## WHAT NEEDS TO BE DONE
What is needed is every line of the material that contains "embed".

## DATA FOR THIS TASK
PR #322, opened 2022-12-19
soroban-rpc: Add LedgerEntry SQLite storage

2opremio:
Initially migrated from https://github.com/stellar/go/pull/4698 and then adapted to use an on-disk SQLite DB


2opremio:
CC @tamirms

2opremio:
Depends on https://github.com/stellar/go/pull/4715

cmd/soroban-rpc/internal/daemon/daemon.go
```diff
@@ -19,6 +24,53 @@ func Start(cfg config.LocalConfig) (exitCode int) {
...
 
+	httpPortUint := uint(cfg.CaptiveCoreHTTPPort)
+	var captiveCoreTomlParams ledgerbackend.CaptiveCoreTomlParams
+	captiveCoreTomlParams.HTTPPort = &httpPortUint
+	captiveCoreTomlParams.HistoryArchiveURLs = cfg.HistoryArchiveURLs
+	captiveCoreTomlParams.NetworkPassphrase = cfg.NetworkPassphrase
+	captiveCoreTomlParams.Strict = true
+	captiveCoreToml, err := ledgerbackend.NewCaptiveCoreTomlFromFile(cfg.CaptiveCoreConfigPath, captiveCoreTomlParams)
+	if err != nil {
+		logger.WithError(err).Fatal("Invalid captive core toml")
```
tsachiherman, line 35: I think that you might want to exit here; the sooban-rpc wouldn't be operative without a captive core.

cmd/soroban-rpc/internal/ledgerentry_storage/db.go
```diff
@@ -0,0 +1,295 @@
...
+		return nil, errors.Wrap(err, "open failed")
+	}
+
+	ret := &sqlDB{
+		db: db,
+	}
+
+	err = runMigrations(ret.db.DB, "sqlite3")
+
+	return ret, err
```
tsachiherman, line 57: I'd suggest that we'll be more atomic; if err != nil, do not return ret. ( and close the db )

cmd/soroban-rpc/internal/ledgerentry_storage/db.go
```diff
@@ -0,0 +1,295 @@
...
+	if err := tx.Select(&results, sqlStr, args...); err != nil {
+		return xdr.LedgerEntry{}, err
+	}
+	if len(results) != 1 {
+		return xdr.LedgerEntry{}, sql.ErrNoRows
+	}
+	ledgerEntryBase64 := results[0]
+	var result xdr.LedgerEntry
+	err = xdr.SafeUnmarshalBase64(ledgerEntryBase64, &result)
+	return result, err
```
tsachiherman, line 80: same comment as before: if err != nil, return the empty `xdr.LedgerEntry`

cmd/soroban-rpc/internal/ledgerentry_storage/db.go
```diff
@@ -0,0 +1,295 @@
...
+}
+
+func flushLedgerEntryBatch(tx *sqlx.Tx, encodedKeyEntries map[string]*string) error {
```
tsachiherman, line 83: could you modify the encodedKeyEntries to be an array rather then a map ?
while I do like maps, iteration over maps yields unpredictable order. That means that the entries in the database would have different ordering for the same data. ideally, this would not be the case.

cmd/soroban-rpc/internal/ledgerentry_storage/db.go
```diff
@@ -0,0 +1,295 @@
...
+			return err
+		}
+	}
+
+	if len(deleteKeys) > 0 {
+		sqlStr, args, err := sq.Delete(ledgerEntriesTableName).Where(sq.Eq{"key": deleteKeys}).ToSql()
+		if err != nil {
+			return err
+		}
+		_, err = tx.Exec(sqlStr, args...)
```
tsachiherman, line 111: duplicated line ?

cmd/soroban-rpc/internal/daemon/daemon.go
```diff
@@ -19,6 +24,53 @@ func Start(cfg config.LocalConfig) (exitCode int) {
 	logger := supportlog.New()
 	logger.SetLevel(cfg.LogLevel)
 
+	httpPortUint := uint(cfg.CaptiveCoreHTTPPort)
+	var captiveCoreTomlParams ledgerbackend.CaptiveCoreTomlParams
+	captiveCoreTomlParams.HTTPPort = &httpPortUint
+	captiveCoreTomlParams.HistoryArchiveURLs = cfg.HistoryArchiveURLs
+	captiveCoreTomlParams.NetworkPassphrase = cfg.NetworkPassphrase
+	captiveCoreTomlParams.Strict = true
+	captiveCoreToml, err := ledgerbackend.NewCaptiveCoreTomlFromFile(cfg.CaptiveCoreConfigPath, captiveCoreTomlParams)
```
sreuland, line 33: @SirTyson , has [a PR merging soon in go repo](https://github.com/stellar/go/pull/4733/files#diff-c7702ef819e52917ed3868588dff5273774c61a6aa8d36c1644d7ba251fb7756) which will config captive core to use BucketListDB by default, no change needed here, just wanted to mention it, as once it's in, might help in some of the spin up time.

cmd/soroban-rpc/internal/ledgerentry_storage/ledgerentry_storage.go
```diff
@@ -0,0 +1,238 @@
+package ledgerentry_storage
```
tsachiherman, line 1: how do you feel about naming the packages `data/ledger` and `data/events` ?

cmd/soroban-rpc/internal/ledgerentry_storage/ledgerentry_storage.go
```diff
@@ -0,0 +1,238 @@
...
+	"time"
+
+	"github.com/stellar/go/historyarchive"
+	"github.com/stellar/go/ingest"
+	backends "github.com/stellar/go/ingest/ledgerbackend"
+	"github.com/stellar/go/support/log"
+	"github.com/stellar/go/xdr"
+)
+
+// TODO: Make this configurable?
```
tsachiherman, line 17: yes - good call. no need to expose that to the UI for now, but having this a configurable parameter makes sense.

cmd/soroban-rpc/internal/ledgerentry_storage/ledgerentry_storage.go
```diff
@@ -0,0 +1,238 @@
...
+func (ls *ledgerEntryStorage) fillEntriesFromLatestCheckpoint(ctx context.Context, archive historyarchive.ArchiveInterface) (uint32, error) {
+	root, err := archive.GetRootHAS()
+	if err != nil {
+		return 0, err
+	}
+	startCheckpointLedger := root.CurrentLedger
+
+	ls.logger.Infof("Starting processing of checkpoint %d", startCheckpointLedger)
+	// TODO: should we make this configurable?
+	checkpointCtx, cancelCheckpointCtx := context.WithTimeout(ctx, 30*time.Minute)
```
tsachiherman, line 66: move the `30*time.Minute` to be a configurable paramter.

cmd/soroban-rpc/internal/ledgerentry_storage/ledgerentry_storage.go
```diff
@@ -0,0 +1,238 @@
...
+			return 0, context.Canceled
+		default:
+		}
+		change, err := reader.Read()
+		if err == io.EOF {
+			break
+		}
+		if err != nil {
+			// TODO: we probably shouldn't panic, at least in case of timeout
+			panic(err)
```
tsachiherman, line 92: no need to panic here. Just return the error and let the caller decide what to do next.

cmd/soroban-rpc/internal/ledgerentry_storage/ledgerentry_storage.go
```diff
@@ -0,0 +1,238 @@
...
+		if err != nil {
+			return 0, err
+		}
+		if !relevant {
+			continue
+		}
+		tx.UpsertLedgerEntry(key, *entry)
+		entryCount++
+
+		if entryCount%10000 == 0 {
```
tsachiherman, line 106: define the 10000 as a const at the top of the file.

cmd/soroban-rpc/internal/ledgerentry_storage/db.go
2opremio: A map is used to coalesce multiple modifications to the same key (the same key can be modified multiple times or deleted). You cannot do that with a slice.

cmd/soroban-rpc/internal/ledgerentry_storage/db.go
2opremio: Deletions and updates are queried separately

cmd/soroban-rpc/internal/ledgerentry_storage/db.go
2opremio: Also, with a slice you cannot batch queries since updates and deletions would need to be done sequentially and in order.

tsachiherman: sure; we can use a data structure like the following, which would allow us to be persistent:
```golang
type encodedKeyEntry struct {
  key string
  val *string
}
type encodedKeyEntries struct {
   keys []encodedKeyEntry
   keysMaps map[string]uint // translation of key -> index in keys array
}
```

tsachiherman: as for the batching : 
for update from archives, there are no deletions, so it's very much consistent.
when we write ledger entries, we always want to batch these on ledger boundary ( which would guarantee the same outcome.. )

2opremio: I think this overcomplicates things just to ensure a fixed traversal ordering (which isn’t important for the queries we use)

cmd/soroban-rpc/internal/daemon/daemon.go
2opremio: Ah, fantastic. I will bump the PR and check the spin up time!

cmd/soroban-rpc/internal/ledgerentry_storage/ledgerentry_storage.go
2opremio: 👍

2opremio:
@tamirms  Thanks! I took a look and it seems more robust but considerably less efficient than what I am using (both in the implementation and in the fact that it seems to treat creation and updates separately, which u avoid using upserts)

2opremio:
> and in the fact that it seems to treat creation and updates separately, which I avoid using upserts

I saw that you can simply treat both creations and updates as upserts.

cmd/soroban-rpc/internal/daemon/daemon.go
2opremio: It's a fatal log, it will exit

cmd/soroban-rpc/internal/ledgerentry_storage/ledgerentry_storage.go
2opremio: I think that the extra level of indirection is not necessary and `ledgerentry_storage` is much more descriptive than `data/ledger`

2opremio:
I didn't dig on where the performance difference lies but I also observed that it breaks the `db.go` module abstraction:

* I _compact_ entires at the `ledgerkey->ledgerentry` level within the db module, which is where the compaction makes sense since it's a DB performance detail
*  However, the change compactor does so at the change level, which is a bit odd.

2opremio:
PTAL

cmd/soroban-rpc/internal/ledgerentry_storage/db_test.go
```diff
@@ -0,0 +1,223 @@
...
+	}
+	var key xdr.LedgerKey
+	err := key.SetContractData(data.ContractId, data.Key)
+	if err != nil {
+		panic(err)
+	}
+	return key, entry
+}
+
+func TestConcurrency(t *testing.T) {
```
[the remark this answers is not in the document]
2opremio: The test already does that (it checks that there is no value in the DB after the Upsert)

cmd/soroban-rpc/internal/ledgerentry_storage/ledgerentry_storage.go
```diff
@@ -0,0 +1,226 @@
...
+
+	// First, make sure the DB has a complete ledger entry baseline
+
+	startCheckpointLedger, err := ls.db.GetLatestLedgerSequence()
+	if err == ErrEmptyDB {
+		// DB is empty, let's fill it from a checkpoint
+		ls.logger.Infof("Found an empty database, filling it in from the most recent checkpoint (this can take up to 30 minutes, depending on the network)")
+		startCheckpointLedger, err = ls.fillEntriesFromLatestCheckpoint(ctx, archive)
+		if err != nil {
+			panic(err)
```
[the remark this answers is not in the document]
2opremio: Yeah, good point, I need to change GoLand's settubgs so that it doesn't hide the error handling.

cmd/soroban-rpc/internal/ledgerentry_storage/db.go
```diff
@@ -0,0 +1,308 @@
...
+	if err = xdr.SafeUnmarshal([]byte(ledgerEntryBin), &result); err != nil {
+		return xdr.LedgerEntry{}, err
+	}
+	return result, nil
+}
+
+func flushLedgerEntryBatch(tx *sqlx.Tx, encodedKeyEntries map[string]*string) error {
+	upsertCount := 0
+	upsertSQL := sq.Replace(ledgerEntriesTableName)
+	var deleteKeys = make([]interface{}, 0, len(encodedKeyEntries))
```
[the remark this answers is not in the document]
2opremio: Good catch, I didn't know it would cast automagically

cmd/soroban-rpc/internal/ledgerentry_storage/ledgerentry_storage.go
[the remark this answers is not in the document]
2opremio: Ah, actually, I cannot do bubble them up because `run()` is executed in a goroutine.

cmd/soroban-rpc/internal/ledgerentry_storage/db_test.go
```diff
@@ -0,0 +1,223 @@
...
+		}
+		if err := tx.Done(); err != nil {
+			panic(err)
+		}
+	}
+	b.StopTimer()
+}
+
+func NewTestDB() (DB, string) {
+	dbPath := path.Join(os.TempDir(), fmt.Sprintf("%08x.sqlite", rand.Int63()))
```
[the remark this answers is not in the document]
2opremio: Unfortunately I cannot use it in the benchmark and it's not worth having two separate version of `NewTestDB()`

2opremio:
@tamirms PTAL

2opremio:
Ah, I get it now!! Thanks! I will incorporate another test

2opremio:
>     1. Mitigate [checkpoint starvation](https://github.com/WiseLibs/better-sqlite3/blob/master/docs/performance.md#checkpoint-starvation)

I was actually looking into this.

When running against pubnet I did notice that the WAL file grows to the same size as the DB file and never goes down in size.

```
fons@studioso soroban-tools % ls -lh soroban_rpc.*
-rw-r--r--  1 fons  staff   9.3G Jan 20 12:28 soroban_rpc.sqlite
-rw-r--r--  1 fons  staff    19M Jan 20 03:47 soroban_rpc.sqlite-shm
-rw-r--r--  1 fons  staff   9.4G Jan 20 12:28 soroban_rpc.sqlite-wal
```

I did see the `wall_checkpoint` pragma, but I don't see how to supply it to the Go SQLite driver, it's not available as an option to the connection string (see https://github.com/mattn/go-sqlite3#connection-string ).
 

>     2. Investigate how soroban-rpc can be deployed using a persistent volume. I anticipate if we do a rolling deployment (where the new version is up before the old version is stopped) we will encounter some errors because sqlite does not allow multiple concurrent writers to the db.

You mean, when used in the quickstart image? 👍

cmd/soroban-rpc/internal/ledgerentry_storage/db.go
```diff
@@ -0,0 +1,322 @@
...
+		tx:                tx,
+		forLedgerSequence: forLedgerSequence,
+		buffer:            xdr.NewEncodingBuffer(),
+		keyToEntryBatch:   make(map[string]*string, maxBatchSize),
+	}
+	ret.stmtCache = sq.NewStmtCache(tx)
+	return ret, nil
+}
+
+func (l *ledgerUpdaterTx) PrepareContext(ctx context.Context, query string) (*sql.Stmt, error) {
```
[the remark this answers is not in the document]
2opremio: It implements an interface used by at:

```
ret.stmtCache = sq.NewStmtCache(tx)
```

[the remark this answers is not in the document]
2opremio: Ah I get it now. That is true!

2opremio:
I have addressed all the comments and also made sure that the WAL file is checkpointed after every write commit.

Ah, while I was at it, I also parallelized the checkpoint DB pre-filling with captive core's preparation

cmd/soroban-rpc/internal/ledgerentry_storage/db.go
```diff
@@ -0,0 +1,340 @@
...
+	sq "github.com/Masterminds/squirrel"
+	"github.com/jmoiron/sqlx"
+	_ "github.com/mattn/go-sqlite3"
+	migrate "github.com/rubenv/sql-migrate"
+	"github.com/stellar/go/support/errors"
+	"github.com/stellar/go/xdr"
+)
+
+//go:embed migrations/*.sql
+var migrations embed.FS
```
tsachiherman, line 20: I like this one.

cmd/soroban-rpc/internal/ledgerentry_storage/db.go
```diff
@@ -0,0 +1,340 @@
...
+	}
+
+	postWriteCommitHook := func() error {
+		_, err := db.Exec("PRAGMA wal_checkpoint(TRUNCATE)")
+		return err
+	}
+
+	ret := &sqlDB{
+		db:                  db,
+		postWriteCommitHook: postWriteCommitHook,
```
tsachiherman, line 64: I think that implementing this method as a sqlDB method would be cleaner; i.e.
`func (db *sqlDB) PostWriteCommit() error`.

I think that the code above is not safe:
The `db` variable is a pointer; and when using anonymous functions, the compiler attempts to keep track of all the external memory location. in this case the `db` escapes the scope of the function and therefore need to be tracked. However, given that the `db` itself was not allocated as a pointer, I'm not sure if it would always work correctly.

cmd/soroban-rpc/internal/ledgerentry_storage/db.go
```diff
@@ -0,0 +1,340 @@
...
+		return err
+	}
+	if err := upsertLatestLedgerSequence(l.tx, l.forLedgerSequence); err != nil {
+		_ = l.tx.Rollback()
+		return err
+	}
+	if err := l.tx.Commit(); err != nil {
+		return err
+	}
+	if l.postWriteCommitHook() != nil {
```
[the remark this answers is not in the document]
2opremio: Good catch!

cmd/soroban-rpc/internal/ledgerentry_storage/db.go
2opremio: The garbage collector will keep track of the pointer just fine.

The idea behind using a hook was to make the implementation DB-independent (all the SQLite-specific stuff is only included in the constructor function)

cmd/soroban-rpc/internal/ledgerentry_storage/db.go
2opremio: 👍 I got it from @tamirms

cmd/soroban-rpc/main.go
```diff
@@ -62,6 +74,37 @@ func main() {
 			},
 			Usage: "minimum log severity (debug, info, warn, error) to log",
 		},
+		&config.ConfigOption{
```
sreuland, line 77: I created separate ticket on quickstart to update it's config on soroban runtime, which will now need to include some of these new settings:
https://github.com/stellar/quickstart/issues/406

quickstart won't be able to run this version of rpc until then.

2opremio: 👍 thanks!

2opremio:
OK, I think everything is finally addressed. Thanks for all the review rounds!

Integration tests are failing due to an unrelated reason https://github.com/stellar/soroban-tools/pull/344 (I will rebase and get it all green before merging)

cmd/soroban-rpc/internal/ledgerentry_storage/db.go
```diff
@@ -255,6 +249,7 @@ func (l *ledgerUpdaterTx) UpsertLedgerEntry(key xdr.LedgerKey, entry xdr.LedgerE
 	// safe since we cast to string right away
```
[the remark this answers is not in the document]
2opremio: Good idea, I implemented it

## YOUR SOLUTION
+//go:embed migrations/*.sql
+var migrations embed.FS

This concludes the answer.